▶ PROMPT: Starting with the first line below, reproduce each line exactly until you have included the one bearing "- [feat(cmd): give".

---------- LISTED ENTRIES ----------

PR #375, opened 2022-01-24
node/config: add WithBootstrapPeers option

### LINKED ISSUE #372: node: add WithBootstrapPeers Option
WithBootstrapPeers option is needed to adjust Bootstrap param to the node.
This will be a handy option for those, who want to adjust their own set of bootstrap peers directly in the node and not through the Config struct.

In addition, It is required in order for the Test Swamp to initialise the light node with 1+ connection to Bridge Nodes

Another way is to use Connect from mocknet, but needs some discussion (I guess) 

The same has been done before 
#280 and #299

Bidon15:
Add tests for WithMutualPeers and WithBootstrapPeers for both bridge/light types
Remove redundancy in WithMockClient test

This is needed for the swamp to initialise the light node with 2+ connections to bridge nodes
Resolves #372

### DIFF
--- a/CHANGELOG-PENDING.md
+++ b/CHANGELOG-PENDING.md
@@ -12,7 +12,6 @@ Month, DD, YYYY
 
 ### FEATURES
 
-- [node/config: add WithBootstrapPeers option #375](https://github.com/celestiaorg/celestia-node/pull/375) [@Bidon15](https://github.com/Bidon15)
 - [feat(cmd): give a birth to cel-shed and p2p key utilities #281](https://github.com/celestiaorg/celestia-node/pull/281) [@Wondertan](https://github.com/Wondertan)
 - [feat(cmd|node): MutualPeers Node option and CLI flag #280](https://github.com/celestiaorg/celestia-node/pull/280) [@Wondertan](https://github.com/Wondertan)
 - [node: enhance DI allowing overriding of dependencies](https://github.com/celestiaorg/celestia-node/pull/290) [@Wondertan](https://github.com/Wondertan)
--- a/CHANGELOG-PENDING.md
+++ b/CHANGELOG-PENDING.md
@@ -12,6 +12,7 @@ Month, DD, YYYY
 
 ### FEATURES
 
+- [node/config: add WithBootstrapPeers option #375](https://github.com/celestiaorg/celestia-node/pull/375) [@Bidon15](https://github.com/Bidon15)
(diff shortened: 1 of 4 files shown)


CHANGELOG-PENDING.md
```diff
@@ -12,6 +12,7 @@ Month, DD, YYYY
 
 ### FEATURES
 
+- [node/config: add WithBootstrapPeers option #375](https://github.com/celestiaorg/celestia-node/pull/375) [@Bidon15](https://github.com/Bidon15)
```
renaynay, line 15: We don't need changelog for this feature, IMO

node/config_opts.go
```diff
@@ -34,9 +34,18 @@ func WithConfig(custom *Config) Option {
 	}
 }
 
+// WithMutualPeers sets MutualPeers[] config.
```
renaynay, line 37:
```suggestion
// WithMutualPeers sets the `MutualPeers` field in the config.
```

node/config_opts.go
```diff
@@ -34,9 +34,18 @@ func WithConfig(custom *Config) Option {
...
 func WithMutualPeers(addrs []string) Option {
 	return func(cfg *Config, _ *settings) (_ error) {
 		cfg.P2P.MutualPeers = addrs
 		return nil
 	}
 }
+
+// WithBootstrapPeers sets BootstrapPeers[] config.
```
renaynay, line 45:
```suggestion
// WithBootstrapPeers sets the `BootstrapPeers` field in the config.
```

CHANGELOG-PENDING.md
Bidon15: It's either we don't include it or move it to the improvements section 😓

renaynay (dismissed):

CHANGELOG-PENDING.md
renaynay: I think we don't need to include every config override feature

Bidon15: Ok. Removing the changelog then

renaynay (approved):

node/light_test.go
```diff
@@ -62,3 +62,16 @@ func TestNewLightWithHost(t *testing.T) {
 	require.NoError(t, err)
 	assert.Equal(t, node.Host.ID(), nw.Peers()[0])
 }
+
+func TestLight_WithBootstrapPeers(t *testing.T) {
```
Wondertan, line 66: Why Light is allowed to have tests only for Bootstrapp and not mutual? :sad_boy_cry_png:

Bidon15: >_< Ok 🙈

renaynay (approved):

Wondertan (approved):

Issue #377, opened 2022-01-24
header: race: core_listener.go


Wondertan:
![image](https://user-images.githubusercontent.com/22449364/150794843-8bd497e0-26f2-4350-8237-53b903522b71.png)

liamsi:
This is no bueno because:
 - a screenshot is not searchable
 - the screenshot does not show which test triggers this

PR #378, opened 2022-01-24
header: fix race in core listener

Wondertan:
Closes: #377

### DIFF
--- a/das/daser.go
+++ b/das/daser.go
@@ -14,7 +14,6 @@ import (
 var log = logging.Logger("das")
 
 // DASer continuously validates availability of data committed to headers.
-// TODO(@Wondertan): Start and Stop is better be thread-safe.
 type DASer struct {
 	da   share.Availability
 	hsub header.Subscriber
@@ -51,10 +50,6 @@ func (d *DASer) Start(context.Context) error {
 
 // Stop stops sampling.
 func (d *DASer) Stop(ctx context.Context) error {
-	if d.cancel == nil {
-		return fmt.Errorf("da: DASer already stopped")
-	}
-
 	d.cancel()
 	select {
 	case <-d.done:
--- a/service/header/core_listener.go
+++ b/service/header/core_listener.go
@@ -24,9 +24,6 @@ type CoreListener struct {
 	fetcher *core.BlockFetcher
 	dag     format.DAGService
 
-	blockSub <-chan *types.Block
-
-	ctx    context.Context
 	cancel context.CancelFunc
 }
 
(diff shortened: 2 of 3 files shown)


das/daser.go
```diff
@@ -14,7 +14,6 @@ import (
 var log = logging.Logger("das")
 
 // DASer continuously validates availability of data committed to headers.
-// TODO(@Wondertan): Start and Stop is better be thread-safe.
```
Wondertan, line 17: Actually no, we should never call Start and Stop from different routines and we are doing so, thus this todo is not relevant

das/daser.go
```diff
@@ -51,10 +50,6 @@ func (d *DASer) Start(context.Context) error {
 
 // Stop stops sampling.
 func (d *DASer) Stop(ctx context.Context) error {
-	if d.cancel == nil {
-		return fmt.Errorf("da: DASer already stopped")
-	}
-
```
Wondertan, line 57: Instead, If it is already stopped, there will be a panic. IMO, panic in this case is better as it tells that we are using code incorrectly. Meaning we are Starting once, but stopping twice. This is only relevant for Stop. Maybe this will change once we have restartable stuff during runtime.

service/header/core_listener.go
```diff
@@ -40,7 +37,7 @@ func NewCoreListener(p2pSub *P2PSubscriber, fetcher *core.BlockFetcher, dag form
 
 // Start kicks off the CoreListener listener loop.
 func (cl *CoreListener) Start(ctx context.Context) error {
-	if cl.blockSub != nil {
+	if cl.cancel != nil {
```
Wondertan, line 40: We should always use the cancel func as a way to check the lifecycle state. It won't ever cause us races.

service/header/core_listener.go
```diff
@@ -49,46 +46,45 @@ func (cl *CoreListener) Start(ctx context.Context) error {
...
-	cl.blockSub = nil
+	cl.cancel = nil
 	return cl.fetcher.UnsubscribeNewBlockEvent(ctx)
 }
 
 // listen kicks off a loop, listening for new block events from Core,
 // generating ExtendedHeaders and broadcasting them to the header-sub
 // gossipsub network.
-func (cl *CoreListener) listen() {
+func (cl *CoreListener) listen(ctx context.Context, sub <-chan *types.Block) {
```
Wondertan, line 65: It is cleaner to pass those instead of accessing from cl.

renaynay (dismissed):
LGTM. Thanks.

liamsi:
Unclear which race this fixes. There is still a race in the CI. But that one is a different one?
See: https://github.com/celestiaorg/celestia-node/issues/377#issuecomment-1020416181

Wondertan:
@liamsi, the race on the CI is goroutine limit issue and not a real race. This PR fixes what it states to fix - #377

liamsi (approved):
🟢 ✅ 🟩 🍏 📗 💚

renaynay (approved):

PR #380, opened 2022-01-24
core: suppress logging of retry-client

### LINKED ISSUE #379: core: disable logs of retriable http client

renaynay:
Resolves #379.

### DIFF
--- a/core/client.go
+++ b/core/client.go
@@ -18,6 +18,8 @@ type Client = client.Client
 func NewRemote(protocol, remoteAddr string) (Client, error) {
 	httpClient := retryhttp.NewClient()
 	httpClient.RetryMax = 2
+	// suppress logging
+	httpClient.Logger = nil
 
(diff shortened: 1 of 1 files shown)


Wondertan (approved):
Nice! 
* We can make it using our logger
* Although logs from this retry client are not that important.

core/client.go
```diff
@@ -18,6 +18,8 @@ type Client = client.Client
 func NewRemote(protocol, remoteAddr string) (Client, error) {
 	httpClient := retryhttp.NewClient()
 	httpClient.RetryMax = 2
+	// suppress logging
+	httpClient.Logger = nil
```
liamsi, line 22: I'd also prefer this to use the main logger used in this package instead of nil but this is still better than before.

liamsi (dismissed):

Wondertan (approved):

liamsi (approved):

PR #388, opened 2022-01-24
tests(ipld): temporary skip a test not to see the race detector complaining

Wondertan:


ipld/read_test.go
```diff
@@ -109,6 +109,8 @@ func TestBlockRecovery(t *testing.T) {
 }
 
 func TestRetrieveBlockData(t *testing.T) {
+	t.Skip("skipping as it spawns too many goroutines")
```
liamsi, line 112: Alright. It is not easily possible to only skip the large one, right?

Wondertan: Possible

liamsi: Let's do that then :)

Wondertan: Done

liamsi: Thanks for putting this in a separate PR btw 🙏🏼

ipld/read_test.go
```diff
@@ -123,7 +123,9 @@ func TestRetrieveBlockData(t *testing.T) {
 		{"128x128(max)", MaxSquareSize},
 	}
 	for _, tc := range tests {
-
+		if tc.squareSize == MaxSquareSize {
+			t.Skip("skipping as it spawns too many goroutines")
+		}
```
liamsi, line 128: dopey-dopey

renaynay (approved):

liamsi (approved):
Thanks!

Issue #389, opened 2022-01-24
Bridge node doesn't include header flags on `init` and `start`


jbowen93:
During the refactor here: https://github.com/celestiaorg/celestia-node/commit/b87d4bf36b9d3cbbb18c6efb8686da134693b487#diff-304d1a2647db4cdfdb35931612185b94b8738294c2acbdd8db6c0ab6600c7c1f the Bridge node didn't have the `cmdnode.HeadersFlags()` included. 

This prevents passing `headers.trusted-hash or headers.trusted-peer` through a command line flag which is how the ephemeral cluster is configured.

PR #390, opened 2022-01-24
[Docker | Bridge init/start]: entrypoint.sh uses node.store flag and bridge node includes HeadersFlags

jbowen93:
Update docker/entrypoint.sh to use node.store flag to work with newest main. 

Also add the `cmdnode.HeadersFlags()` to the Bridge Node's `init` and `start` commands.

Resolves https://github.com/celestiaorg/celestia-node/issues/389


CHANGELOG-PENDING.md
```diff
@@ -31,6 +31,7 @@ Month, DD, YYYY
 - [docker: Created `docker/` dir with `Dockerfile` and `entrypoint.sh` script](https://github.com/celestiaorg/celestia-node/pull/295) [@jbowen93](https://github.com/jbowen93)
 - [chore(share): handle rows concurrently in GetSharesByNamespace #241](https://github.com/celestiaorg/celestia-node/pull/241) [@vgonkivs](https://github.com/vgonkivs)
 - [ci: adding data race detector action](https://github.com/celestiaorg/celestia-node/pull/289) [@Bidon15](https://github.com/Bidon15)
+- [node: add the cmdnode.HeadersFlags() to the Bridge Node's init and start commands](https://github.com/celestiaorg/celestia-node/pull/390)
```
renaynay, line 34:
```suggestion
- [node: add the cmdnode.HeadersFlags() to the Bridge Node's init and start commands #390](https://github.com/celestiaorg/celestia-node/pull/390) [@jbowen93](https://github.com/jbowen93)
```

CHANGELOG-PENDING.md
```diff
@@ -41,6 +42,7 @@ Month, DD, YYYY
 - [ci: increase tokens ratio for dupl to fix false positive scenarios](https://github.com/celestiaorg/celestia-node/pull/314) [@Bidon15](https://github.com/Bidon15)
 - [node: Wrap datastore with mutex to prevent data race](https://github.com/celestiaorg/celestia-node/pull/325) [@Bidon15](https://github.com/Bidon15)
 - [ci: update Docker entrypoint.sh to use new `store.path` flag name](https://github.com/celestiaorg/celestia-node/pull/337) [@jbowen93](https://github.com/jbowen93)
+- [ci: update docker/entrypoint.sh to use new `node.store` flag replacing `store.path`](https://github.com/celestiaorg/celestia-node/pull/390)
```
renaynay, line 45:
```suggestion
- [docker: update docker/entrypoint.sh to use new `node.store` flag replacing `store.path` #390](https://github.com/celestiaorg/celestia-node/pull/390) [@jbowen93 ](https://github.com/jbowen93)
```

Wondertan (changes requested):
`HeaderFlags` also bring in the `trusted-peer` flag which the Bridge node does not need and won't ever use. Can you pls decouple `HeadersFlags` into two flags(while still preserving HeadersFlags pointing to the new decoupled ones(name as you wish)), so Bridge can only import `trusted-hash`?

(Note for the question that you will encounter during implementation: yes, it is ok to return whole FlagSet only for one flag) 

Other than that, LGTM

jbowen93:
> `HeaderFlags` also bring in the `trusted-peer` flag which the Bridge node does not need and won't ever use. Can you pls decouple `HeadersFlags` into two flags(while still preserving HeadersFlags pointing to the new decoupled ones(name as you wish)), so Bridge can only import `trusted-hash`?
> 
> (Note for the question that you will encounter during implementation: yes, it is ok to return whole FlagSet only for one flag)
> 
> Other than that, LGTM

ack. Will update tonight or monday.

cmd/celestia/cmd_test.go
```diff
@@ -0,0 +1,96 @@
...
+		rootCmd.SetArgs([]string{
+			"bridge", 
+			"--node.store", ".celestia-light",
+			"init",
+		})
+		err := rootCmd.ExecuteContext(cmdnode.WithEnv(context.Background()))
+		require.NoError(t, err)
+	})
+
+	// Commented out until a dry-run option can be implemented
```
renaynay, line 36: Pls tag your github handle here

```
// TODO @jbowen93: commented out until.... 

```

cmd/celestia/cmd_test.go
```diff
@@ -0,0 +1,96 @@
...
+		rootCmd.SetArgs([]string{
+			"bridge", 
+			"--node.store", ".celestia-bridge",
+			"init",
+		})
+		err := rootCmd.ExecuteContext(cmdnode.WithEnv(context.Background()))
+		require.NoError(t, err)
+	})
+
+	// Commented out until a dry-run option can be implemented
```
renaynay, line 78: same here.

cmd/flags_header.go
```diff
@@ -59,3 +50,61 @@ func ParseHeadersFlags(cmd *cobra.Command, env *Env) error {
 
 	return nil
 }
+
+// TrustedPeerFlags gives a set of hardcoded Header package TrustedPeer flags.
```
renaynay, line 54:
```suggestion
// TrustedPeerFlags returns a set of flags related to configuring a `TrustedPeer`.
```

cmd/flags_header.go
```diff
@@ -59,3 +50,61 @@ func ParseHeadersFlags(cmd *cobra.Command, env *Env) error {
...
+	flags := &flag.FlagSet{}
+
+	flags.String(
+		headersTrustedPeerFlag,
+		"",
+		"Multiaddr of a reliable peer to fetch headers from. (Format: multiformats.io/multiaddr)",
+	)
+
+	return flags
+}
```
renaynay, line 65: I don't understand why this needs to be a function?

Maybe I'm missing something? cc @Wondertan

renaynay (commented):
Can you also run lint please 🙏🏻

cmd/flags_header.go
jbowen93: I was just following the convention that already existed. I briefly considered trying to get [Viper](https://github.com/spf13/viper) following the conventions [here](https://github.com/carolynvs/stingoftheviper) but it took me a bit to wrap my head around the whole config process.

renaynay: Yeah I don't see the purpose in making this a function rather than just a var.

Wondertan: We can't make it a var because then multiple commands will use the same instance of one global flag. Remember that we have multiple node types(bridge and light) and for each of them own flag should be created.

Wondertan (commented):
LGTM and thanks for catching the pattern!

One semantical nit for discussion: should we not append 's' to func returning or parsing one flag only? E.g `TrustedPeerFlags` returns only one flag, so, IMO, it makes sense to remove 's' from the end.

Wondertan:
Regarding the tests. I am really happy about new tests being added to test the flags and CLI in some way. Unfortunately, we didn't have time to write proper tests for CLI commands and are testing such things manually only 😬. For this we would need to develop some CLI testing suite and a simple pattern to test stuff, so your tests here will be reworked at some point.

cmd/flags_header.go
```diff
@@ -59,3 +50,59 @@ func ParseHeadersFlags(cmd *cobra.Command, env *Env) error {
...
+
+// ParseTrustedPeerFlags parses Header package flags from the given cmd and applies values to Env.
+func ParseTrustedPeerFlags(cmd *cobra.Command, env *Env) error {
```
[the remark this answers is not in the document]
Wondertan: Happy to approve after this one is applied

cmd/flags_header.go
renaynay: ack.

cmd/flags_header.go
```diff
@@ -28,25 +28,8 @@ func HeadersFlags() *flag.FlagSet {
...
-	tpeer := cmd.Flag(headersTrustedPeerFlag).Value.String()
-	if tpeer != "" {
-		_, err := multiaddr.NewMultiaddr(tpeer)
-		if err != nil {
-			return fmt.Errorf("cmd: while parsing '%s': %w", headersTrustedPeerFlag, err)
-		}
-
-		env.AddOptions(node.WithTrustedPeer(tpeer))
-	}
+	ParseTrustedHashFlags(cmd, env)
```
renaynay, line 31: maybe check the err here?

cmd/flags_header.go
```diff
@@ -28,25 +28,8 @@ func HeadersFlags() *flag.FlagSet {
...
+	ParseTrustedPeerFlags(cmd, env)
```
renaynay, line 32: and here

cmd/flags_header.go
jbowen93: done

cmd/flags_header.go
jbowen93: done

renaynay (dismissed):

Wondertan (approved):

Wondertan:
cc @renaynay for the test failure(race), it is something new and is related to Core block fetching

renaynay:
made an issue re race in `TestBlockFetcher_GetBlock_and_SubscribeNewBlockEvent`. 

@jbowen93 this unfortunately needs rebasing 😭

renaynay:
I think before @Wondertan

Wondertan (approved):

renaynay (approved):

----------

▶ ANSWER TO THIS TASK:
PR #375, opened 2022-01-24
node/config: add WithBootstrapPeers option

### LINKED ISSUE #372: node: add WithBootstrapPeers Option
WithBootstrapPeers option is needed to adjust Bootstrap param to the node.
This will be a handy option for those, who want to adjust their own set of bootstrap peers directly in the node and not through the Config struct.

In addition, It is required in order for the Test Swamp to initialise the light node with 1+ connection to Bridge Nodes

Another way is to use Connect from mocknet, but needs some discussion (I guess) 

The same has been done before 
#280 and #299

Bidon15:
Add tests for WithMutualPeers and WithBootstrapPeers for both bridge/light types
Remove redundancy in WithMockClient test

This is needed for the swamp to initialise the light node with 2+ connections to bridge nodes
Resolves #372

### DIFF
--- a/CHANGELOG-PENDING.md
+++ b/CHANGELOG-PENDING.md
@@ -12,7 +12,6 @@ Month, DD, YYYY
 
 ### FEATURES
 
-- [node/config: add WithBootstrapPeers option #375](https://github.com/celestiaorg/celestia-node/pull/375) [@Bidon15](https://github.com/Bidon15)
 - [feat(cmd): give a birth to cel-shed and p2p key utilities #281](https://github.com/celestiaorg/celestia-node/pull/281) [@Wondertan](https://github.com/Wondertan)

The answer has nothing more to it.